Photo by woodleywonderworks (edited to remove brands, resized) original available on Flickr.com

                   “The Germans even have a word, schadenfreude, which means delight in others’ misfortune. We enjoy seeing someone caught in a rain shower with no umbrella, we laugh at someone frightened by a barking dog, and we are tickled by the sight of a well-dressed woman on the verge of tears after being spattered with mud by a passing car. On the way to a fire, we are disappointed to see that it has been put out. The Japanese have a saying that, ‘away from home, the bigger the fire, the greater the fun.’ Likewise, to ‘watch a fire on the opposite bank’ means to look on others’ troubles with unconcern, as having nothing to do with oneself. To take pleasure in such tragedy is indecent, we know, yet despite ourselves we are morbidly fascinated, enjoying the spectacle and incapable of working up any sadness. What does it say about people that viewer ratings and sales of tabloid newspapers never fail to go up when some big scandal or atrocity occurs.
Reports of another’s good fortune, whether it be a promotion, a wedding, or a new home, leave us resentful. In contrast, on hearing that someone has failed in business, gotten a divorce, or suffered some other misfortune, we secretly smirk. What if our inmost thoughts were laid bare for all to see? People would surely call us monsters and flee our presence.”
(You Were Born for a Reason, p. 129-130)

                Jealousy, envy and resentment are all feelings that repulse us when other people do it to us. But it is so difficult to observe in ourselves when we're the ones doing it. 

                             Out of a total awareness of this horrible mindset within him, a Pure Land Buddhist monk by the name of Master Shinran came to the following conclusion about his true nature.

               ‘Therefore I am neither good nor wise, nor do I have any intention of being diligent. My spirit is one of nothing but indolence, and inside I am nothing but empty, deceitful, and fawning at all times. It has been impressed upon me that there is no truth in me.’
(You Were Born for a Reason, p.130)

                 So our True Self, according to Pure Land Buddhism, does not actually contain any truth in it at all. Even after many, many hours of deep self-reflection, at our core we as humans beings are continually stirred by desire, anger, and envy/ignorance. We are these Three Poisonous Passions and nothing else.
           
                 Buddhism encourages us to reflect deeply on our mindset so we can make the right decisions to plant good seeds.
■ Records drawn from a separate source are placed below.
PR #2412, opened 2026-04-09
wip: example textLayouter adaptation

Skaiir:
Example only, do not merge.

### DIFF
--- a/lib/draw/TextRenderer.js
+++ b/lib/draw/TextRenderer.js
@@ -1,7 +1,5 @@
 import { assign } from 'min-dash';
 
-import TextUtil from 'diagram-js/lib/util/Text';
-
 var DEFAULT_FONT_SIZE = 12;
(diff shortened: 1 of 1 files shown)


lib/draw/TextRenderer.js
```diff
@@ -113,7 +108,7 @@ export default function TextRenderer(config) {
    * @return {SVGElement} rendered text
    */
   this.createText = function(text, options) {
-    return textUtil.createText(text, options || {});
+    return textLayouter.createText(text, assign({ style: defaultStyle }, options || {}));
```
nikku, line 111: `textUtil` merged styles in the past (https://github.com/bpmn-io/diagram-js/pull/1024/changes#diff-e54070890a12bed25deb8aeaa067141398433466393c33dabc71a050a3dccf15R351) - this is no longer the case in this implementation.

By listening deeply to the teachings and practicing the Six Paramitas, not only do we bring ourselves more happiness for our future, but we simultaneously uncover vain and self-interested thoughts we never knew we had before. 

                             Then all at once -- in a split-second moment -- our True Self will be revealed to us exactly as it was for Master Shinran. We will see clearly all the ugliest aspects of our desire, anger, and envy/ignorance. We will know ourselves fully for the first time as we really are. Knowing the true reality of ourselves is the only way toward finding a real and everlasting happiness. So let us listen to the teachings earnestly until that moment when we find it for ourselves.